Segment Open
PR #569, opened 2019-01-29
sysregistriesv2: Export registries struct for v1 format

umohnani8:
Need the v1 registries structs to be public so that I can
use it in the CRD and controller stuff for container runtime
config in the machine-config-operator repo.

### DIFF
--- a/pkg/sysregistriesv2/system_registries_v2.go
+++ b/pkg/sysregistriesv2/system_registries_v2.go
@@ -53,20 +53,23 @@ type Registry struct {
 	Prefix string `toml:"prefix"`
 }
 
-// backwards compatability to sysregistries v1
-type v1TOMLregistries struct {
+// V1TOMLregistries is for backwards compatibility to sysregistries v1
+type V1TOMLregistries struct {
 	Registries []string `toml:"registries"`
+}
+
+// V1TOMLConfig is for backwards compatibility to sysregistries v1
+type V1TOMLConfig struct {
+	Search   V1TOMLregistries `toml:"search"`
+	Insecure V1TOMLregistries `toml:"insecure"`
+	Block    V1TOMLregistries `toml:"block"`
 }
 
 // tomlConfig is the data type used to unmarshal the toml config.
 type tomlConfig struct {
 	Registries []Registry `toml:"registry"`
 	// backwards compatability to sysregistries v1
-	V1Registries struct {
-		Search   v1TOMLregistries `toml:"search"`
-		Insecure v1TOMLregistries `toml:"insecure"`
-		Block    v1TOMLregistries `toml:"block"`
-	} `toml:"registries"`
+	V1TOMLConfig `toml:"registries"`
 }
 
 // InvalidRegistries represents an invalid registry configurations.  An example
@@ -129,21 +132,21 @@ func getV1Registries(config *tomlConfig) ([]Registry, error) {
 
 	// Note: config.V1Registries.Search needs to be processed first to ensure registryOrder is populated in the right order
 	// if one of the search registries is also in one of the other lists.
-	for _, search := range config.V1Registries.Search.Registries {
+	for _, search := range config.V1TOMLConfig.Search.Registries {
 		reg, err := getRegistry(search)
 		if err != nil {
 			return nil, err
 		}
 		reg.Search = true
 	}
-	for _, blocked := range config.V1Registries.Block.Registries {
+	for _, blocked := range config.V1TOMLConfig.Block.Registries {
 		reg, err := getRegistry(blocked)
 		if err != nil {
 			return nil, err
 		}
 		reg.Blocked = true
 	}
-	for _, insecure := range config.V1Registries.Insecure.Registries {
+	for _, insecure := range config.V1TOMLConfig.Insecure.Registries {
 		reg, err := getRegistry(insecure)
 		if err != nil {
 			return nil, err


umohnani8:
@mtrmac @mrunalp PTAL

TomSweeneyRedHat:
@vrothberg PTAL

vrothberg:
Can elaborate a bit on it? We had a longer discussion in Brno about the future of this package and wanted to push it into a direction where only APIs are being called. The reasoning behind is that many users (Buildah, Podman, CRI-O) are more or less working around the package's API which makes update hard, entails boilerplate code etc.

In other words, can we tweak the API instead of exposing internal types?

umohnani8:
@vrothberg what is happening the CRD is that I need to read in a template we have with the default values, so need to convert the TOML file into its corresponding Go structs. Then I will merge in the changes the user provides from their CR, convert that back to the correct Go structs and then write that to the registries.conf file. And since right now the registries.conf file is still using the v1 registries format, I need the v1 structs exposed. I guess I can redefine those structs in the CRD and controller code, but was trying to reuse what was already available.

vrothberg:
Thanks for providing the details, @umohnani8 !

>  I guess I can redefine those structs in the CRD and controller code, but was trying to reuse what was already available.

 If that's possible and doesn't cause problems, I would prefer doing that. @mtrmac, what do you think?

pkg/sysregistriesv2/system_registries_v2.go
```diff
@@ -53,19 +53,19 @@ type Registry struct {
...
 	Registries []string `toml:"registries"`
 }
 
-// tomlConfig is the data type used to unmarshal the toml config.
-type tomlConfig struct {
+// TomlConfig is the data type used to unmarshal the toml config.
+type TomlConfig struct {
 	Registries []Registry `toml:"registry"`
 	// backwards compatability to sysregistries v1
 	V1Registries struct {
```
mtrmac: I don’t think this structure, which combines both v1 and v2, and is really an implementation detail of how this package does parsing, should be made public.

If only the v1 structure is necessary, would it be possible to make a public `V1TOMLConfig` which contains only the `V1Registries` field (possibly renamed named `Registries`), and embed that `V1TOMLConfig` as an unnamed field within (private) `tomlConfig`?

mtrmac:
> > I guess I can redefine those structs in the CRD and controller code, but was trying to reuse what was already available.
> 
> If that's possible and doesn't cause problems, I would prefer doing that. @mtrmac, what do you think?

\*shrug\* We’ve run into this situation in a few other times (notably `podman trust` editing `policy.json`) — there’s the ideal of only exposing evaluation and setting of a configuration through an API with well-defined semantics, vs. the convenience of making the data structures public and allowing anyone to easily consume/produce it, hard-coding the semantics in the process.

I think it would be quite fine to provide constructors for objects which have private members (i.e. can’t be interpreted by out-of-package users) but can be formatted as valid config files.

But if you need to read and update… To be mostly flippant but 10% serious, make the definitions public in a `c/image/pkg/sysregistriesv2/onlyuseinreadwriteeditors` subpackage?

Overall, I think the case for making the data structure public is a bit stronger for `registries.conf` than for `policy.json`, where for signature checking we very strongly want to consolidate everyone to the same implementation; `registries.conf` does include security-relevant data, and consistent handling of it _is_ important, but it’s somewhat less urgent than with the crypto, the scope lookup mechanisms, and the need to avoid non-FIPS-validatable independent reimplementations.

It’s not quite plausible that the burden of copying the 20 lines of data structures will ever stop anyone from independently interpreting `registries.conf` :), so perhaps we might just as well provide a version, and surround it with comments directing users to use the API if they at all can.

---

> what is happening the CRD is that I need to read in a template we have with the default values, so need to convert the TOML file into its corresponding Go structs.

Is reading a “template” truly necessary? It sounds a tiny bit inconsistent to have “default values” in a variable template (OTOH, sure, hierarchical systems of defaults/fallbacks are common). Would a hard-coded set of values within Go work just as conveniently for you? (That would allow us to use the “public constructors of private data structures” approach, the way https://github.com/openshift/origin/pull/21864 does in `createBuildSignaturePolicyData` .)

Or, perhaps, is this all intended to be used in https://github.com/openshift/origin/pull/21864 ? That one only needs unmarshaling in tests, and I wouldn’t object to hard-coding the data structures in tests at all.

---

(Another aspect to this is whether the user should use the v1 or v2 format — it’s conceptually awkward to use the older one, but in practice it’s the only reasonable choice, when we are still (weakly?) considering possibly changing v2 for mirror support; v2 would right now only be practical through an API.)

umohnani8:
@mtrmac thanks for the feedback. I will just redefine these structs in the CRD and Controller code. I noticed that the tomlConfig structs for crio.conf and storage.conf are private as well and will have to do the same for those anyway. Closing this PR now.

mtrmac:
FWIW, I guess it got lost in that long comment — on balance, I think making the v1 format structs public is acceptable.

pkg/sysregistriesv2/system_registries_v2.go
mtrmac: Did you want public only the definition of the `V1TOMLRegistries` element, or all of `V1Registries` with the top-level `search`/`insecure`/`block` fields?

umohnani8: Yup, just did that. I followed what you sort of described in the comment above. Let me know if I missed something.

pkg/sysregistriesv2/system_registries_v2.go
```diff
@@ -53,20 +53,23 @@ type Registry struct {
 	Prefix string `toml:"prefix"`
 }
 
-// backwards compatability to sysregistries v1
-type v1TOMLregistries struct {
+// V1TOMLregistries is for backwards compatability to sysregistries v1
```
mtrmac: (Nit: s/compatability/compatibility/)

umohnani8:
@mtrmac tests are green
Segment Closed
Segment Open
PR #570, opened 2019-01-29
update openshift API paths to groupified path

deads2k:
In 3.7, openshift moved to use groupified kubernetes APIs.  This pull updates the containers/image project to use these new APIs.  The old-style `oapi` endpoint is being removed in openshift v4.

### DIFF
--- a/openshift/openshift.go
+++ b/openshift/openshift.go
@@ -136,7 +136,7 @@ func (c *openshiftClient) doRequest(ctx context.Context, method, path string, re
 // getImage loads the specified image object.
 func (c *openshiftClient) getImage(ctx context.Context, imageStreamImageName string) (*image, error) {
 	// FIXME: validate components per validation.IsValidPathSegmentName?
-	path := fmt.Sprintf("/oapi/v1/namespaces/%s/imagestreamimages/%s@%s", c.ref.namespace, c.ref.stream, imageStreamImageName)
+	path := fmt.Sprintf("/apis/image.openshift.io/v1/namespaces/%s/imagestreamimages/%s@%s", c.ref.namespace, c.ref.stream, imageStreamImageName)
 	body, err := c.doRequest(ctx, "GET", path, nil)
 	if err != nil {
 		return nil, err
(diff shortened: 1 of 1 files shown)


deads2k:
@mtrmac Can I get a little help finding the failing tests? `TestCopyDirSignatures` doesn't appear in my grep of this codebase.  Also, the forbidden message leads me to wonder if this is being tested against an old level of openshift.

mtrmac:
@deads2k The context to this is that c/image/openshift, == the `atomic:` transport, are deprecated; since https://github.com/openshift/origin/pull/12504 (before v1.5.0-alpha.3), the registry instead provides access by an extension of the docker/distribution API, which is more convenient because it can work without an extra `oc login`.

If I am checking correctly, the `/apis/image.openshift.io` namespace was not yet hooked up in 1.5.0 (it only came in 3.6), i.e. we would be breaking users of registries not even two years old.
Segment Closed
§ PROBLEM REQUIREMENTS
Reproduce exactly the entries above, limited to the lines from the one with "PR #569, opened 2019-01-29" through the one with "search := range config.V1Registries.Search.Registries", both included.

§ REPLY
PR #569, opened 2019-01-29
sysregistriesv2: Export registries struct for v1 format

umohnani8:
Need the v1 registries structs to be public so that I can
use it in the CRD and controller stuff for container runtime
config in the machine-config-operator repo.

### DIFF
--- a/pkg/sysregistriesv2/system_registries_v2.go
+++ b/pkg/sysregistriesv2/system_registries_v2.go
@@ -53,20 +53,23 @@ type Registry struct {
 	Prefix string `toml:"prefix"`
 }
 
-// backwards compatability to sysregistries v1
-type v1TOMLregistries struct {
+// V1TOMLregistries is for backwards compatibility to sysregistries v1
+type V1TOMLregistries struct {
 	Registries []string `toml:"registries"`
+}
+
+// V1TOMLConfig is for backwards compatibility to sysregistries v1
+type V1TOMLConfig struct {
+	Search   V1TOMLregistries `toml:"search"`
+	Insecure V1TOMLregistries `toml:"insecure"`
+	Block    V1TOMLregistries `toml:"block"`
 }
 
 // tomlConfig is the data type used to unmarshal the toml config.
 type tomlConfig struct {
 	Registries []Registry `toml:"registry"`
 	// backwards compatability to sysregistries v1
-	V1Registries struct {
-		Search   v1TOMLregistries `toml:"search"`
-		Insecure v1TOMLregistries `toml:"insecure"`
-		Block    v1TOMLregistries `toml:"block"`
-	} `toml:"registries"`
+	V1TOMLConfig `toml:"registries"`
 }
 
 // InvalidRegistries represents an invalid registry configurations.  An example
@@ -129,21 +132,21 @@ func getV1Registries(config *tomlConfig) ([]Registry, error) {
 
 	// Note: config.V1Registries.Search needs to be processed first to ensure registryOrder is populated in the right order
 	// if one of the search registries is also in one of the other lists.
-	for _, search := range config.V1Registries.Search.Registries {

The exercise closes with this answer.